I have dealt with the three issues with which the Judge, on the papers, dealt and on which I have heard argument today. I will deal with any loose end that now arises.
Costs
So far as costs are concerned, the Judge ordered that the Local Authority have the costs of its Acknowledgement of Service and Summary Grounds of Resistance in the entirety of the claimed sum of £4,900. The order made no reference to the Claimant having the right of challenging that order for costs by way of submissions. Mr Hercock rightly drew my attention to that and rightly recognises that the Claimant should not be disadvantaged by the absence of that provision. He recognises that I can appropriately revisit the question of costs and the quantum of costs. Between us, Mr Hercock and I have sought to identify the points that can properly be made in support of Mr Gawith’s invitation to reduce the costs order, as a matter of my judgment and discretion. I am quite satisfied that it is not necessary to defer the question of costs, to allow written submissions or any further hearing, and that Mr Gawith has not been disadvantaged by the fact that this was not previously flagged up to him. If permission for judicial review had been granted, the costs order would have been reopened in its entirety, and costs would have been a function of the final outcome of the case.
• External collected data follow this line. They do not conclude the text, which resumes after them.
PR #3910, opened 2022-04-11
[CORL-2523]: propagate jwt verification errors properly

kabeaty:
## What does this PR do?

These changes improve the error thrown if no suitable jwt verifier is found by clarifying that it could be due to a verifier not being enabled or to validation errors. If there are validation errors, those are included along with which verifier they are for. Interested in any input into the error messages--their wording and how they include the errors--to make sure they clarify the potential issues and better help people resolve them.

none

no

n/a

## How do I test this PR?

You can test this by making some errors happen and trying different combinations of SSO/OIDC/local being enabled. You can make some errors happen by just updating the token in the code (removing required fields, etc.). See that if multiple auth integrations are enabled, as long as one has a valid token, there will be no error. However, if none have a valid token, then all token validation errors are included in the error context.


src/core/server/app/middleware/passport/strategies/jwt.ts
```diff
@@ -83,17 +95,29 @@ export async function verifyAndRetrieveUser(
...
+      // First check that verifier is enabled on the tenant
+      if (verifier.enabled(tenant, token)) {
+        // Then check for token validation errors if verifier is enabled
+        const error = verifier.checkForValidationError(token);
+        if (error) {
+          if (validationErrors.length === 0) {
+            validationErrors += error;
+          } else {
+            validationErrors += " " + error;
+          }
```
nick-funk: This is purely my personal preference, I tend to keep lists of error strings and combine them later using `Array.join(", ")` or similar.

```
const validationErrors: string[] = [];
...

if (error) {
   validationErrors.push(error);
}
...

const combinedError = errors.join(", ");
```

nick-funk (approved):
Approved, made a small suggestion, up to you if you think it makes the code cleaner. :)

It is because I am refusing permission for judicial review that the question arises as to what to do about those costs, if anything.
I bear in mind that I have not upheld two of three suggested ‘knockout blows’, all of which persuaded the Judge on the papers. I also bear in mind the reality that the two delay points did not make a very substantial contribution to the length of the Summary Grounds. I bear in mind the reality of the costs that have been incurred by the Local Authority, as a direct consequence of having to deal with this claim. No application for costs of today is pursued. I will make some reduction and replace an order of £4,000 for the order of £4,900 made by the Judge on the papers, principally to reflect the fact that there is no basis for costs on an indemnity basis, and therefore recognising that a broadbrush reduction is appropriate; but also looking at the position fairly and in the round. I have regard to the fact that permission has today been refused on that part of the case which was always the main event: the legal merits.